───── Data to examine ─────

PR #833, opened 2021-11-12
Add procedure to create operating system entry for Debian

maximiliankolb:
This PR adds two procedures to provision hosts running Debian and Ubuntu.

### DIFF
--- a/guides/common/modules/proc_creating-an-installation-medium-for-debian.adoc
+++ b/guides/common/modules/proc_creating-an-installation-medium-for-debian.adoc
@@ -1,0 +1,23 @@
+[id="Creating_an_Installation_Medium_for_Debian_{context}"]
+= Creating an Installation Medium for Debian
+
+Create an installation medium in {Project} to provision hosts running Debian or Ubuntu.
+
+ifdef::orcharhino[]
+[TIP]
+====
+You can use an Ansible role to configure operating systems to skip this step.
+The Ansible role is located on your orcharhino Server at `/usr/share/orcharhino-ansible/roles/or_operating_systems/`.
+====
+endif::[]
+
+.Procedure
+. In the {ProjectWebUI}, navigate to *Hosts > Installation Media*.
+. Click *Create Medium* to create an installation medium entry.
+. Enter a *Name* for the installation medium.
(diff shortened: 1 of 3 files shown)


guides/common/modules/proc_creating-an-installation-medium-for-debian.adoc
```diff
@@ -0,0 +1,23 @@
...
+
+Create an installation medium in {Project} to provision hosts running Debian or Ubuntu.
+
+ifdef::orcharhino[]
+[TIP]
+====
+You can use an Ansible role to configure operating systems to skip this step.
+The Ansible role is located on your orcharhino Server at `/usr/share/orcharhino-ansible/roles/or_operating_systems/`.
+====
+endif::[]
```
lzap, line 12: Oh I want this in Foreman core someday too :-)

guides/common/modules/proc_creating-an-installation-medium-for-debian.adoc
```diff
@@ -0,0 +1,23 @@
...
+
+.Procedure
+. In the {ProjectWebUI}, navigate to *Hosts > Installation Media*.
+. Click *Create Medium* to create an installation medium entry.
+. Enter a *Name* for the installation medium.
+. Set the *Path* to the upstream URL `\http://ftp.debian.org/debian/`.
++
+Alternatively, you can also use a Debian Mirror.
+Note that synchronized content from {Project} does not work for two reasons: first, the `linux` and `initrd.gz` files are not synchronized; second, the `Release` file is not signed with the official Debian GPG private key.
```
lzap, line 21: You could be more specific on what exactly does not work. Perhaps instead stating that something does not work, which generally is something that RHD does not do, we could tell what needs to be done in order to provision the host. I would assume if files were `wget/curled` on the TFTP server it could work. Anyway, not blocking.

lzap (approved):
Merging.

guides/common/modules/proc_creating-an-installation-medium-for-debian.adoc
quba42: It would probably need to be made quite a bit more generic, to add it to the upstream collections.
The next role, I do want to add to the collection is the one to configure Katello to sign deb content.

PR #834, opened 2021-11-12
Extend ACD procedures

maximiliankolb:
This PR adds four more ACD procedures:

* Add procedure to change host parameters for ACD
* Add procedure to overwrite Ansible group variables in ACD
* Add procedure to view application instance reports for ACD
* Add procedure to view last deployment task for ACD


lzap (approved):
Could not spot anything, this brought me to the idea to use aspell actually :-)

PR #838, opened 2021-11-12
Update Satellite links to 6.10

lzap:
Do not merge yet until 6.10 is announced.


ryandeussing:
Thanks for this!

lzap:
For the record, tests are failing - that is expected. We need to re-run them as soon as 6.10 is published online.

PR #1089, opened 2022-02-21
Add OSTree content type

Lennonka:
Cherry-pick into:

* [x] Foreman 3.2
* I'll file another PR for 3.1

PR #1093, opened 2022-02-21
Add OSTree content type 3.1

Lennonka:
Follow-up to #1089


maximiliankolb:
Small tip: If you cherry-pick commits from a "stable" branch such as master, use `cherry-pick -x _SHA1_` to include the commit id of the original commit. Stable means that we don't rewrite history of this branch, i.e. the commit id still stay like this forver and never change.

maximiliankolb (approved):

PR #1100, opened 2022-02-23
BZ#2056737: Configure Ansible repository (Sat only)

Lennonka:
BZ: https://bugzilla.redhat.com/show_bug.cgi?id=2056737

This concerns a topic that is published for disconnected Satellite only.

Cherry-pick into:

* [x] Foreman 3.1

### DIFF
--- a/guides/doc-Upgrading_and_Updating/topics/upgrading_a_disconnected_satellite.adoc
+++ b/guides/doc-Upgrading_and_Updating/topics/upgrading_a_disconnected_satellite.adoc
@@ -120,6 +120,36 @@ Do not install or update any packages at this stage.
 baseurl=file:///media/sat6/
 ----
 
+. Configure the Ansible repository from the ISO file.
+
+.. Copy the ISO file's repository data file for Ansible packages:
++
+[options="nowrap"]
+----
+# cp /media/sat6/ansible/media.repo /etc/yum.repos.d/ansible.repo
+----
+
+.. Edit the `/etc/yum.repos.d/ansible.repo` file:
++
+[options="nowrap"]
+----
+# vi /etc/yum.repos.d/ansible.repo
+----
+
+... Change the default `InstallMedia` repository name to `Ansible`:
++
+[options="nowrap" subs="+quotes,attributes"]
+----
+[Ansible]
+----
+
+... Add the `baseurl` directive:
++
+[options="nowrap"]
+----
+baseurl=file:///media/sat6/ansible/
+----
+
 . Configure the Red Hat Software Collections repository from the ISO file.
 
 .. Copy the ISO file's repository data file for Red Hat Software Collections packages:


ezr-ondrej:
I do not know enough about the process, but FWIW LGTM

guides/doc-Upgrading_and_Updating/topics/upgrading_a_disconnected_satellite.adoc
```diff
@@ -119,6 +119,14 @@ Do not install or update any packages at this stage.
 ----
 baseurl=file:///media/sat6/
 ----
+... Optional: If you want to configure a custom path for the Ansible Runner packages, navigate to the `Ansible` repository and modify the `baseurl` directive with your custom path.
```
evgeni, line 122: the BZ is about ansible, which needs to be set up identically to the SCL below (with the caveat, that there seem not to be an ansible.repo file on the ISO). and it's not optional.

Lennonka: Thank you!

Lennonka:
@evgeni Like this? :)

evgeni:
almost, the repo file will now be missing some crucial entries (as there was no template to use from)

let me check if the missing file is intentional (then we need to properly document how to create one) or not (then we don't)

Lennonka:
@evgeni Hi! Any updates? :)

evgeni:
So far the update is "it shouldn't be like this", but also no clear path forward if that can be fixed trivially. :(

Lennonka:
@evgeni We're going to provide a KBase article to give our users the workaround for the missing file and include a Known Issue in the RN for 6.10 -- this will be a separate PR. As for 7.0, this is going to be fixed and I believe we can go ahead with this and merge it.

Lennonka:
@evgeni Oopsiedaisy, I missed that. Thanks, will do!

Lennonka:
Naming confirmed with the ISO composition team.
@evgeni Will you do the honors? :)

guides/doc-Upgrading_and_Updating/topics/upgrading_a_disconnected_satellite.adoc
```diff
@@ -106,20 +106,50 @@ Do not install or update any packages at this stage.
 # vi /etc/yum.repos.d/sat6.repo
 ----
 
-... Change the default `InstallMedia` repository name to `{Project}-{ProjectVersion}`:
+.. Change the default `InstallMedia` repository name to `{Project}-{ProjectVersion}`:
```
evgeni, line 109: why this level change? these are (technically) sub-items of the "edit the repo file" section.

evgeni (commented):
I am cool with the Ansible part, but unsure about the level change overall.

evgeni (approved):
I shall first read the comments… ACK

Lennonka:
I've kept the list structure in the end.

evgeni:
[3.2 496a28aa] BZ#2056737: Configure Ansible repository
[3.1 38b5d654] BZ#2056737: Configure Ansible repository

PR #1101, opened 2022-02-23
Add saltuser to foreman-proxy group

maximiliankolb:
See also https://github.com/theforeman/foreman_salt/pull/136#discussion_r627233869

Cherry-pick into:

* [x] Foreman 3.3
* [x] Foreman 3.2
* [x] Foreman 3.1

### DIFF
--- a/guides/common/modules/proc_salt-authenticating-salt-minions-using-host-names.adoc
+++ b/guides/common/modules/proc_salt-authenticating-salt-minions-using-host-names.adoc
@@ -11,6 +11,12 @@ This relies on the `autosign.conf` file that stores the host names of Salt Minio
 ----
 # ssh root@salt-master.example.com
 ----
+. Add the `foreman-proxy` user that is running Salt to the `root` user group:
++
+[options="nowrap", subs="+quotes,verbatim,attributes"]
+----
+# usermod -a -G foreman-proxy root
+----
 . Enable the `autosign.conf` file in `/etc/salt/master`:
 +
 [options="nowrap" subs="attributes"]
@@ -23,6 +29,6 @@ permissive_pki_access: True
 [options="nowrap" subs="attributes"]
 ----
 # touch /etc/salt/autosign.conf
-# chgrp foreman-proxy /etc/salt/autosign.conf
+# chown root:foreman-proxy /etc/salt/autosign.conf
 # chmod 660 /etc/salt/autosign.conf
 ----


guides/common/modules/proc_salt-authenticating-salt-minions-using-host-names.adoc
```diff
@@ -24,5 +30,5 @@ permissive_pki_access: True
 ----
 # touch /etc/salt/autosign.conf
 # chgrp foreman-proxy /etc/salt/autosign.conf
-# chmod 660 /etc/salt/autosign.conf
+# chmod 640 /etc/salt/autosign.conf
```
Lennonka, line 33: @bochi Can you please doublecheck that these permissions are fine? I'm not an expert to review this factually :) Thank you!

ekohl: I was looking at the installer, but it surprises me we don't ensure the file exists with the correct permissions.

These permissions also look a bit odd. The result is that it will be owned by `root` and the group is `foreman-proxy`. It is then only writable for `root` and `foreman-proxy` can read it. Is that correct? It implies there is either no automation to modify `autosign.conf` or there's a process running as `root` that does.

maximiliankolb:
Rebased to master & waiting for either @bochi or @sbernhard

maximiliankolb:
Rebased to master.

guides/common/modules/proc_salt-authenticating-salt-minions-using-host-names.adoc
Lennonka: @sbernhard @bochi Please, can you help us to move this forward?

sbernhard: @bochi wrote in https://github.com/theforeman/foreman_salt/pull/136#discussion_r627233869
> I actually have exactly that setup working on salt 3003 :-)
The only thing that needs to be confiured is that the user running salt needs to be in the foreman-proxy group and the configuration option permissive_pki_access: True in the salt master config needs to be set.

Means, the following works:

In /etc/salt/master the configuration need to look like this:
`autosign_file: /etc/salt/autosign.conf
permissive_pki_access: True`

The file permission (user, group) of /etc/salt/autosign.conf  need to look like this:
`-rw-rw----. 1 root foreman-proxy 37 10. Mai 22:24 /etc/salt/autosign.conf`

In /etc/group the user who runs salt (in this case 'root') need to be in the group:
`foreman-proxy:x:993:root`

maximiliankolb:
Added Bernhards suggestion and rebased to master. Ready to merge.

sbernhard:
One part is missing. In salt/master config file the following line need to exist:
`permissive_pki_access: True`

sbernhard:
> > One part is missing. In salt/master config file the following line need to exist: `permissive_pki_access: True`
> 
> This is already part of the docs, see line 25:
> 
> ```
> . Enable the `autosign.conf` file in `/etc/salt/master`:
> +
> [options="nowrap" subs="attributes"]
> ----
> autosign_file: /etc/salt/autosign.conf
> permissive_pki_access: True
> ----
> ```
> 
> My PR does _not_ need to change this, does it?

You are right. Then I would sugget to use
chown root.foreman-proxy /etc/salt/autosign.conf

maximiliankolb:
> > > One part is missing. In salt/master config file the following line need to exist: `permissive_pki_access: True`
> > 
> > 
> > This is already part of the docs, see line 25:
> > ```
> > . Enable the `autosign.conf` file in `/etc/salt/master`:
> > +
> > [options="nowrap" subs="attributes"]
> > ----
> > autosign_file: /etc/salt/autosign.conf
> > permissive_pki_access: True
> > ----
> > ```
> > 
> > 
> >     
> >       
> >     
> > 
> >       
> >     
> > 
> >     
> >   
> > My PR does _not_ need to change this, does it?
> 
> You are right. Then I would sugget to use chown root.foreman-proxy /etc/salt/autosign.conf

Does that replace the two other commands?

```diff
-# chgrp foreman-proxy /etc/salt/autosign.conf
-# chmod 660 /etc/salt/autosign.conf
+# chown root:foreman-proxy /etc/salt/autosign.conf
```

sbernhard:
No, it replaces only the chgrp command

maximiliankolb:
Rebased to master and applied all feedback.

Lennonka:
Cherry-picked:

- 114f6627..8494e6b6  3.3 -> 3.3
- 571428c0..18d194ba  3.2 -> 3.2
- c62c0aa1..1955a7d8  3.1 -> 3.1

─────

▸ What the exercise asks:
For the string "quotes", filter the data and copy out each line where it occurs.

▸ Solution for this exercise:
+[options="nowrap" subs="+quotes,attributes"]
+[options="nowrap", subs="+quotes,verbatim,attributes"]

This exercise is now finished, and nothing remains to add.